Copy all lines below that use the word "useRef".

** Supplied data follows **

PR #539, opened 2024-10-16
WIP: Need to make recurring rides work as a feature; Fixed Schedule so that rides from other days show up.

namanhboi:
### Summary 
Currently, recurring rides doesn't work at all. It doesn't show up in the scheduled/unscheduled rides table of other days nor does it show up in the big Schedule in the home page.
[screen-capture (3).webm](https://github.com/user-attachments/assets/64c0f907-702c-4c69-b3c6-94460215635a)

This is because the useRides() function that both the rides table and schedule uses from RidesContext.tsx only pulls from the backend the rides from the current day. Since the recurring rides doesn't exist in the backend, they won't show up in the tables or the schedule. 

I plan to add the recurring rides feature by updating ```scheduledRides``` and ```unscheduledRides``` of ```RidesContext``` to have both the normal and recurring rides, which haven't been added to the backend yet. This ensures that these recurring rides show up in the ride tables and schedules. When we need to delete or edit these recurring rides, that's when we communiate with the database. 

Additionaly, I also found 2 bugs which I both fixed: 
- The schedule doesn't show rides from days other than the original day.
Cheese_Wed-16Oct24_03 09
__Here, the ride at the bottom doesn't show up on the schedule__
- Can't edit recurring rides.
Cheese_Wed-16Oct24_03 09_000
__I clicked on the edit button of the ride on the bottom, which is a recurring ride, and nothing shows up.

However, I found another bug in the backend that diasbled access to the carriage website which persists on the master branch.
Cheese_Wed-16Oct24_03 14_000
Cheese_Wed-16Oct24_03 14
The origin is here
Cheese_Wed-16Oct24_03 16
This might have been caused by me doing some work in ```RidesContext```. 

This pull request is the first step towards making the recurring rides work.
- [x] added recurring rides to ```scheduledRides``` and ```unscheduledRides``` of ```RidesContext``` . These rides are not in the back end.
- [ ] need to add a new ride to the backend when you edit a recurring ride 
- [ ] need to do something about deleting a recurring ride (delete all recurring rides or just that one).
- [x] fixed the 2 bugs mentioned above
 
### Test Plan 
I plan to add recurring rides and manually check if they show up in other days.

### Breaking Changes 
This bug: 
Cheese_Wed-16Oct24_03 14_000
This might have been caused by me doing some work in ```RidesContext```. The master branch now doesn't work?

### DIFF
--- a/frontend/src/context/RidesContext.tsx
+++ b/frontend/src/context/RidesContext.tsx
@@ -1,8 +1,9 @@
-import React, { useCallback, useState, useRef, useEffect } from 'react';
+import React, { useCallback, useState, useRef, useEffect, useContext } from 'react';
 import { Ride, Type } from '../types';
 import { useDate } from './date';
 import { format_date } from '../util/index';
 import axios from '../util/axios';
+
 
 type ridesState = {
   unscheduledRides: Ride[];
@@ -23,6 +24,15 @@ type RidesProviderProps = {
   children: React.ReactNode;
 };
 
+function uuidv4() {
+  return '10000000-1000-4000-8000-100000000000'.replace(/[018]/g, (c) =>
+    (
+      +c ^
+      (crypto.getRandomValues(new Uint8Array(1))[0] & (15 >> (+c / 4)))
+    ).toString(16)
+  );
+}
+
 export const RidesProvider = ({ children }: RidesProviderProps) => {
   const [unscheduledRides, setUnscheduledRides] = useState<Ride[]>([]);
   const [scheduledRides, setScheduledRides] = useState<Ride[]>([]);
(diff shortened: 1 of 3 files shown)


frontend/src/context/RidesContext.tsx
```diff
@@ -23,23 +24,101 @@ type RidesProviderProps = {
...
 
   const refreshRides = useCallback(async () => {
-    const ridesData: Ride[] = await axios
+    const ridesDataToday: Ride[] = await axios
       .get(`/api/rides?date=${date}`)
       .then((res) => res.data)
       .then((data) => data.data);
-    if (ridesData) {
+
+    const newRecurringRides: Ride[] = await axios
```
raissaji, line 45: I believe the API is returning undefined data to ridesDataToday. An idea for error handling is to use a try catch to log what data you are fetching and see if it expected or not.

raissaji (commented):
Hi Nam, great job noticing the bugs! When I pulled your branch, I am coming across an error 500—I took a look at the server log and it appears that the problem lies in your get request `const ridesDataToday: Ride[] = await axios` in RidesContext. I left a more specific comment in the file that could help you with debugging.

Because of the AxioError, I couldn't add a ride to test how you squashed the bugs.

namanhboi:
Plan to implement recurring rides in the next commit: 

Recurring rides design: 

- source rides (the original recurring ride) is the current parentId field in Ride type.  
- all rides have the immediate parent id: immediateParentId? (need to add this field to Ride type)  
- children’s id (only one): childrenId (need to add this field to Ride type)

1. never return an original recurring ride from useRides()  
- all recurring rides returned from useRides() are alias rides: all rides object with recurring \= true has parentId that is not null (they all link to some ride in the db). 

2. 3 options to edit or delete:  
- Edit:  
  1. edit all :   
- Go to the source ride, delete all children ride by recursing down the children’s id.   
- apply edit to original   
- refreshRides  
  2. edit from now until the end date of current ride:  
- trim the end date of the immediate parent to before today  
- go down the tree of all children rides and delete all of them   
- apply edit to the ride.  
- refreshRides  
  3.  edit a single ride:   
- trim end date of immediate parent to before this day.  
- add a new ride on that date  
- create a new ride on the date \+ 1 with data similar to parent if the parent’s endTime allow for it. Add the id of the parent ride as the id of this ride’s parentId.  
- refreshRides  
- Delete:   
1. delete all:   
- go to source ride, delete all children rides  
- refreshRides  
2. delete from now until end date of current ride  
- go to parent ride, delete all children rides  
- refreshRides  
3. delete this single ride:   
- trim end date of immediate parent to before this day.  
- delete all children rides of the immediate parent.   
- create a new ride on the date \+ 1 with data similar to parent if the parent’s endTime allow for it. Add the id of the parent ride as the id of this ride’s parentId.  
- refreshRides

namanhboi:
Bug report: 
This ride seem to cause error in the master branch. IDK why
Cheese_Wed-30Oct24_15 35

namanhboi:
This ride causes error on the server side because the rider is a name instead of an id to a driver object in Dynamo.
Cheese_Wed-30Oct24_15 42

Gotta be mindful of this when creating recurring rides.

** End of Supplied data **
** Supplied data follows **

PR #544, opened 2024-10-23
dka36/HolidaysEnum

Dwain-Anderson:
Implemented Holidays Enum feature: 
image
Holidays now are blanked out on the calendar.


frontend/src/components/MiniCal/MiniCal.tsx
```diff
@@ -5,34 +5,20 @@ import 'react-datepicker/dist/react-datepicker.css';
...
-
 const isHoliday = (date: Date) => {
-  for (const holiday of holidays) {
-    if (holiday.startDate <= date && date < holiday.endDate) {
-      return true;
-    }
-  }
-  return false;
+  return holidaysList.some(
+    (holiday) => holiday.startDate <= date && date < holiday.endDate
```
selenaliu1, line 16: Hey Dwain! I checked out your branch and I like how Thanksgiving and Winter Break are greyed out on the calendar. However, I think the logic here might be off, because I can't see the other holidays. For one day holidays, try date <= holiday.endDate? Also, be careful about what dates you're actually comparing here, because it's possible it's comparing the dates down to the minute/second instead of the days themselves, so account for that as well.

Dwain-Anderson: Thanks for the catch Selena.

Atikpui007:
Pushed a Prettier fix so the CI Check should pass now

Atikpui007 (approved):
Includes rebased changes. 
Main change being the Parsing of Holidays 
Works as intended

** End of Supplied data **
** Supplied data follows **

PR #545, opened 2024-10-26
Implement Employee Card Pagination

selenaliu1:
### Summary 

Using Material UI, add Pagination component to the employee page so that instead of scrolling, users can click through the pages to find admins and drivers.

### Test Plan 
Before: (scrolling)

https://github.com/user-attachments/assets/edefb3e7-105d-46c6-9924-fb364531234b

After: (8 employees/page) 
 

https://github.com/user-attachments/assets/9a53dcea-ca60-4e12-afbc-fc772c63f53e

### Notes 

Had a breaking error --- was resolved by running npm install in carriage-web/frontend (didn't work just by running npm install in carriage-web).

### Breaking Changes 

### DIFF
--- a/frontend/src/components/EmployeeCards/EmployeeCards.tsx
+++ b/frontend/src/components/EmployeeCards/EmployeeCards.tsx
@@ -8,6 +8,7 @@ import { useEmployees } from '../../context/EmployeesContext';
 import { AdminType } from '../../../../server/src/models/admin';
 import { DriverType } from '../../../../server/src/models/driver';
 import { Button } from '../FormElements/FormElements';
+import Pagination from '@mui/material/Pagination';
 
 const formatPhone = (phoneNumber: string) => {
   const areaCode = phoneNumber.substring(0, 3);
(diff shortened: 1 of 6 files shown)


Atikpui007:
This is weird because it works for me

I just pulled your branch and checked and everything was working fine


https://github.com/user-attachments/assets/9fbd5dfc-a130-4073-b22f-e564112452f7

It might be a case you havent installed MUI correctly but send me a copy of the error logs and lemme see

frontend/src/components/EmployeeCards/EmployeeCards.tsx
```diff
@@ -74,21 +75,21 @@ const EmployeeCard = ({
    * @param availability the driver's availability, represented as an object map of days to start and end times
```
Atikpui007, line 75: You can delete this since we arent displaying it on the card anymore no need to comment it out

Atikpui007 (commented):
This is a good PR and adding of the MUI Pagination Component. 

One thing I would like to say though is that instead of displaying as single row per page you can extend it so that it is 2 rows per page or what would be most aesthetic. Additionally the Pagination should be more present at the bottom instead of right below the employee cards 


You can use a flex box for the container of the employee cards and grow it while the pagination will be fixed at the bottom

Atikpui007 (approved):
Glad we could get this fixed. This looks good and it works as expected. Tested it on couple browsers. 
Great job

** End of Supplied data **

Output of the exercise:
-import React, { useCallback, useState, useRef, useEffect } from 'react';
+import React, { useCallback, useState, useRef, useEffect, useContext } from 'react';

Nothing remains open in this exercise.